Параллельной линией развития ментальных карт в России было представление о «другой» Европе: сначала, после катастрофы Французской революции, Европе единого христианства и Священного Союза, а затем, со второй половины XIX века – Восточной Европы вокруг России. Это не то ориентализированное пространство, которое изобрел Запад, а, так сказать, наша Восточная Европа – славянская и/или православная. Разницу с «азиатчиной» четко обозначает «О Русь!.. Каким же хочешь быть Востоком: Востоком Ксеркса иль Христа?» Владимира Соловьева (1890).
При всей воинствующей риторике ведущей идеей тут было не столкновение, а традиционное для Европы равновесие, баланс. «Россия не иначе может занять достойное себя и Славянства место в истории, как став главою особой, самостоятельной политической системы государств и служа противувесом Европе во всей ее общности и целости», – это Николай Данилевский в «России и Европе» (1869). «Подле западной Европы, для общей деятельности с нею, явилась новая Европа, восточная, что сейчас же отразилось в Европейском организме», – напишет о петровской эпохе в своей «Истории России с древнейших времен» (1851–1879) С. М. Соловьев.
Главной угрозой балансу Европ стала восприниматься Германия с ее новыми амбициями. «До XVIII века, – продолжал Соловьев, – славяне постоянно отступали перед натиском германского племени, оттеснявшего его все более и более на восток», и послепетровская история представлялась как «реконкиста» захваченных «германством» земель. «Историческое движение наше с Днепра на Вислу было объявление войны Европе, вторгнувшейся в не принадлежащую ей половину материка» (панславист Ростислав Фадеев, 1869), а конечной целью должен был стать «освобожденный восток Европы». Концепт благополучно пережил революцию и возродился в виде «социалистического лагеря» стран «народной демократии» после 1945 года.
«Западники» же были убеждены в универсальности своих ценностей. В лексиконе русской демократической интеллигенции «западный» имеет однозначный политический подтекст. «Французы несомненно являются самым западным народом в том специальном смысле, который придается слову „Запад“ в нашей политической литературе», – пишет, к примеру, «Вестник Европы» в 1891 году, и читатель разумеет не расселение французов на краю континента, но степень демократии, либерализма и республиканства.
Образование. Образовательная модель России систематически выстраивается в позднеалександровское и николаевское время, при посредничестве небезызвестного министра графа С. С. Уварова, который гордится своим личным знакомством с Гёте и Гумбольдтами. Молодые русские преподаватели, как упомянутый выше Т. Н. Грановский, отправлялись на стажировку в немецкие университеты. Понятие образования именно в эту эпоху получает в интеллигентском лексиконе свое привычное нам значение.

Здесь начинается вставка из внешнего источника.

PR #6709, opened 2025-06-05
[BE][Refresh-runner 1.5/4][BE] reorg the tryReuse method into small pieces

yangw-dev:
Make the function more readable
some of those method would be reusable for my new lambda

a follow-up from https://github.com/pytorch/test-infra/pull/6702


terraform-aws-github-runner/modules/runners/lambdas/runners/src/scale-runners/runners.ts
```diff
@@ -514,142 +514,58 @@ export async function tryReuseRunner(
...
           // I suspect it will be too many requests against GH API to check if runner is really offline
-
-          if (ssmM.has(runner.awsRegion) === false) {
+          if (!ssmM.has(runner.awsRegion)) {
             ssmM.set(runner.awsRegion, new SSM({ region: runner.awsRegion }));
           }
           const ssm = ssmM.get(runner.awsRegion) as SSM;
-          if (ec2M.has(runner.awsRegion) === false) {
+
+          if (!ec2M.has(runner.awsRegion)) {
```
jeanschmidt: AFAIR lintrunner was complaining about the `!` and this is why I was forced to use `== false`. I saw that lintrunner signal is not working in this PR, do not merge before making sure it is green

jeanschmidt: but hopefully they fixed lintrunner and now we can use the best way to check for falsy statements. Looks so much better like this :)

terraform-aws-github-runner/modules/runners/lambdas/runners/src/scale-runners/runners.ts
```diff
@@ -514,142 +514,58 @@ export async function tryReuseRunner(
...
-                    DeleteReplacedRootVolume: true,
-                  })
-                  .promise();
-              },
-            );
-          });
+          await replaceRootVolume(ec2, runner, metrics);
           console.debug(`[tryReuseRunner]: Reuse of runner ${runner.instanceId}: Replace volume task created`);
 
           await addSSMParameterRunnerConfig(
```
jeanschmidt, line 613: as you are in this task, why not move this guy to another function as well, just to help improve the looks and reads of the spaguetti code I wrote? :)

terraform-aws-github-runner/modules/runners/lambdas/runners/src/scale-runners/runners.ts
```diff
@@ -963,3 +881,110 @@ export async function createRunner(runnerParameters: RunnerInputParameters, metr
     throw e;
   }
 }
+
+function isRunnerReusable(runner: RunnerInfo, useCase: string): boolean {
```
jeanschmidt: return a reasoning enum, and maybe a text for logging, and do the logging in the function invocating it.

example of the idea:
```
// for the return
return {
  decision: ReuseStatusDecision.NoReuse_NoGithubRunnerIDTag,
  message: `Runner ${runner.instanceId} does not have a GithubRunnerID tag`,
};

// in your function call
const reuseDecision: IsRunnerReusableDecision = isRunnerReusable(runner);
console.debug(`[Something]: ${reuseDecision.message}`);
if (reuseDecision.decision == ...)...
```

terraform-aws-github-runner/modules/runners/lambdas/runners/src/scale-runners/runners.ts
zxiiro: I agree with the less verbose option also reads more natural to me.

jeanschmidt (approved):

jeanschmidt:
approved with small improvements.

please make sure to get green signals in all your checks before merging. Lintrunner is failing :)

terraform-aws-github-runner/modules/runners/lambdas/runners/src/scale-runners/runners.ts
```diff
@@ -514,142 +514,58 @@ export async function tryReuseRunner(
...
-    if (runner.org === undefined && runner.repo === undefined) {
-      console.debug(`[tryReuseRunner]: Runner ${runner.instanceId} does not have org or repo`);
-      continue;
-    }
-
-    if (runner.stage === EphemeralRunnerStage.RunnerReplaceEBSVolume) {
-      console.debug(
-        `[tryReuseRunner]: Runner ${runner.instanceId} the runner is in RunnerReplaceEBSVolume stage, skip to reuse it`,
-      );
+    // check if runner is reusable
```
zxiiro: Imo this comment is not necessary and actually contradicts the code. It says "check if runner is reusable" but the code is checking if the runner is NOT reusable.

I'd recommend just removing the comment altogether.

jeanschmidt: AI code detected :P

terraform-aws-github-runner/modules/runners/lambdas/runners/src/scale-runners/runners.ts
yangw-dev: kk sounds good

terraform-aws-github-runner/modules/runners/lambdas/runners/src/scale-runners/runners.ts
yangw-dev: I think this guy is a single function lol, but it just has long parameters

Так же, как и с просвещением , к подвою термина из церковного лексикона («ничто тако образованну нашу устраяет жизнь, яже еси в церкви красование» Иосифа Волоцкого) прививают западный стебель. Вслед за французской цивилизацией/цивилизованностью , которая, как мы видели, для отдельной личности подразумевала прежде всего обхождение, манеры, наступил черед немецкого Bildung . Когда, еще попечителем столичного учебного округа, Уваров ставил задачей реформированного в 1819 году Санкт-Петербургского университета «образование человека наукою», это образование имело уже мало общего с допетровским термином и представляло собой кальку с европейских языков, прежде всего немецкого. Именно с тех пор образование в русском стало подразумевать активный компонент само образования, отсутствовавший ранее. Надо ли говорить, что это элемент центральный для самосознания позднейшей российской интеллигенции.

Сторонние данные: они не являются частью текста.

PR #6712, opened 2025-06-05
[proposal] Add banner for github action issue

yangw-dev:
When there is unreovled github service incident, the banner pops up in hud. The banner disapear when the incident is resovled

image

image


ZainRizvi (approved):
I like the idea.  This would also be really helpful to include in the Dr. CI response (as a separate PR though)

yangw-dev:
> lgtm
> 
> nit: this could be client-only change, as https://www.githubstatus.com/api/v2/incidents/unresolved.json doesn't enforce CORS

Not really familiar with the Dr.Ci code, would be appreciated if you can send me a url

torchci/components/githubIncident/GithubIncident.tsx
```diff
@@ -0,0 +1,51 @@
...
+  backgroundColor: "#f5f5f5",
+  color: "#333",
+  border: "1px solid #ccc",
+  borderRadius: "6px",
+  padding: "0.5rem 0.75rem",
+  fontSize: "0.75rem",
+  maxWidth: "600px",
+  boxShadow: "0 2px 6px rgba(0, 0, 0, 0.08)",
+  zIndex: 1000,
+});
```
malfet: It would not work in a dark mode, would it?

yangw-dev: changed it so it works in darkmode

image

PR #7082, opened 2025-09-03
[HUD] Add GitHub Actions runners monitoring dashboard

ZainRizvi:
Adds a page for runners monitoring for github organizations: `/runners/[org]`, replicating the read-only functionality from the github runners admin page: 

Includes search, filtering, and URL editing functionality

The logic to find the label to group the runners by is kinda wonky and custom fit to our current set of runners, but given that we have no master list of all runners offered by anyone, this seems like the best way to do it for the moment

Future work:
- Enable this to display runners at a per-repo level.  I was running into authorization failures when I tried that, It seems like our github app might not have access to read the repo runners yet.


jeanschmidt:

Уварова в немецком образованном слое привлекает «спокойствие» и «умеренность» ( ruhige Bildung ) середины. Его политика нацелена на создание лояльной «правительственной интеллигенции», и знаменитая триединая формула «Православие, самодержавие, народность» вписана в эту программу. Которая в реальности, однако, свелась к тому, что профессора должны были стремиться «сделаться достойным орудием правительства». По отношению к немецкому оригиналу все это выглядело уже как топорная кустарная копия. Образованный бюргер, немецкий ординарный профессор государство любил, но его «орудием» себя отнюдь не считал.